When filmmaker Ilana Tsur came up with the idea of having a documentary film festival in Tel Aviv, she didn’t dare to imagine tens of thousands of film-goers enjoying hundreds of films each year. Tsur launched the first edition of Docaviv Festival in 1999. It was a 4-day affair with 50 films and a modest audience of 5,000. Ilana served as Festival Director for the first 12 years of Docaviv’s existence. In her last two years of work, she was also the Festival’s artistic director. She watched with pride as—against all odds and despite a skeptical initial reception—her dream came true and grew into an international celebration of the documentary genre. Attended by leading local and international documentarians, the Festival gave Israel a place of honor in the international documentary scene. Ilana had known with a deep certainty what many Israeli film lovers learned only years later: that Israeli cinema had more to be proud of than its superb fiction films because Israel was home to exceptional documentarians. She believed that Israel’s broadcasting corporations, movie theaters, and other festivals did not give enough attention to original documentaries, preferring to focus on narrative films starring famous actors. Docaviv—the festival that started out in Tel Aviv and later expanded to the North and South of Israel—enabled Ilana to showcase brilliant documentaries that touched the very core of Israeli reality.Ilana Tsur—who passed away, aged 77, on September 3, 2020, on the first day of the 22nd edition of Docaviv Festival—first stepped into the documentary genre at Kol Israel, Israel’s public radio, where she hosted and made documentary shows. One of her shows—the story of her uncle’s involvement in the capture of Lehi founder Avraham “Yair” Stern by the British CID—caught the attention of documentarian Yehuda Kaveh, and he asked to adapt it into a feature film. Tsur agreed on the condition that she would be involved in all production stages. Her subsequent films, Altalena and The Last Transfer (about Holocaust survivors staying in the psycho-geriatric ward of Abarbanel Mental Health Center), were made independently—and saw much success as they screened at festivals worldwide.

Ilana believed documentary cinema had the power to change reality.
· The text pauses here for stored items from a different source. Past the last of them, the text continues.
PR #13767, opened 2024-08-29
New Components - crunchbase

### LINKED ISSUE #13188: [Components] crunchbase
# crunchbase
#### Prompt
Emit new event when a user creates a list. Props required: user 
#### Prompt
Emit new event when a user creates a saved search. Props required: user. Optional prop: search details
#### Prompt
Emit new event when a company is added to a list. Required props: company id, list id

luancazarine:
Resolves #13188.

### DIFF
--- a/components/crunchbase/actions/search-organizations/search-organizations.mjs
+++ b/components/crunchbase/actions/search-organizations/search-organizations.mjs
@@ -1,0 +1,40 @@
+import crunchbase from "../../crunchbase.app.mjs";
+import { axios } from "@pipedream/platform";
+
+export default {
+  key: "crunchbase-search-organizations",
+  name: "Search Organizations",
+  description: "Search for organizations based on specified criteria. [See the documentation](https://data.crunchbase.com/reference/post_data-searches-organizations)",
+  version: "0.0.{{ts}}",
+  type: "action",
+  props: {
+    crunchbase,
+    fieldIds: {
+      propDefinition: [
+        crunchbase,
+        "fieldIds",
+      ],
+    },
+    order: {
+      propDefinition: [
+        crunchbase,
+        "order",
+      ],
+    },
+    query: {
+      propDefinition: [
+        crunchbase,
+        "query",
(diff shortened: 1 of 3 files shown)


components/crunchbase/crunchbase.app.mjs
```diff
@@ -1,11 +1,68 @@
...
+        url: this._baseUrl() + path,
+        headers: this._headers(),
+        ...opts,
+      });
+    },
+    getOrganizationDetails({ entityId }) {
+      return this._makeRequest({
+        path: `/entities/organizations/${entityId}`,
+      });
+    },
```
michelle0927, line 59: Need to allow for the `$` variable.
```suggestion
    getOrganizationDetails({ entityId, ...opts }) {
      return this._makeRequest({
        path: `/entities/organizations/${entityId}`,
        ...opts,
      });
    },
```

components/crunchbase/actions/search-organizations/search-organizations.mjs
```diff
@@ -0,0 +1,37 @@
...
+      label: "Field IDs",
+      description: "Fields to include on the resulting entity",
+      options: FIELDS_OPTIONS,
+    },
+    query: {
+      type: "string[]",
+      label: "Query",
+      description: "Array of stringified objects for searching organizations",
+      optional: true,
+    },
```
michelle0927, line 24: I think the `query` prop might be confusing for some users. What if instead of the `query` prop, there were `fieldId`, `operatorId`, `type`, and `values` props. There would only be one query object allowed in the request, but we could create it for the user based on those other props. What do you think?

michelle0927 (changes requested):

components/crunchbase/actions/search-organizations/search-organizations.mjs
luancazarine: I think only one object is not good. I'll add an example and a link on the description. I think it's better.

PR #13868, opened 2024-09-06
Gmail usability pt.2

### LINKED ISSUE #5663: [ACTION] Enhancement: Support send from email for Gmail action

Gmail (Send message)

It would be great if it was possible to set the `from` address when sending messages with the Gmail app.

### LINKED ISSUE #13860: [FEATURE] Gmail usability pt.2
## Implement New Trigger Received (webhook and polling) as a single trigger.

New Prop: Trigger Type: webhook | polling
1. If user selects webhook, show the alert prop (or would this be better as a description?) ("Configuring this trigger as a **webhook** requires users to set up a Custom OAuth client for Gmail, which is available on Pipedream's Advanced plan or higher. Please see the instructions [here](https://pipedream.com/apps/gmail/triggers/new-email-received-instant).")
2. If the user has selected an account that is using the Pipedream client, throw a configurationError with ("You must use a custom OAuth client to use this component. Please see [here](https://pipedream.com/docs/connected-accounts/oauth-clients) for more details.") that blocks them from further configuration. The current state allows them to continue to configure when it will never succeed.
3. Instead of having the Service Account Key JSON in $.auth, given that this is only required for this one component, we should just make it a prop with the following description:
```
1) [Create a service account in GCP](https://cloud.google.com/iam/docs/creating-managing-service-accounts) and set the following permission: **Pub/Sub Admin**

2) [Generate a service account key](https://cloud.google.com/iam/docs/creating-managing-service-account-keys)

3) Download the key details in JSON format

4) Open the JSON in a text editor, and **copy and paste its contents here**.
If user selects polling, have the polling trigger set up.
```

For as long as she was Festival Director and Lead Programmer, in interviews, she stressed over and over that Israeli documentary filmmakers were spotlighting critical changes in Israeli society. She was not surprised that the films were getting international acclaim. Topics like immigration, meetings of eastern and western cultures and different religions, as well as ecological issues, were of immense importance to her. She was confident that documentaries on these topics broadened our horizons, encouraged critical thinking, and helped create a better, more intelligent society.

When she retired, she said she would devote her time to resting, seeing the world, and, perhaps, making films again. She kept some of those promises, but she never strayed far from Docaviv, her life’s work. In 2016, she released her last documentary, “Blue Eyes: Brown Eyes,” a personal film about her family. The film was screened at Docaviv. In 2018, in honor of the Festival’s 20th edition, she curated a unique Hidden Gems program featuring films from her years as the Festival’s Artistic Director. The program was a big success.

Beyond the Screen Award carries Ilana Tsur’s name. The nominees for this award are Israeli and international films whose subjects work to change our political, social, and ecological reality. Anchored in current events, these films have the power to change hearts and minds. These were Ilana Tsur’s greatest passions, and she advocated for them throughout her time as Festival Director.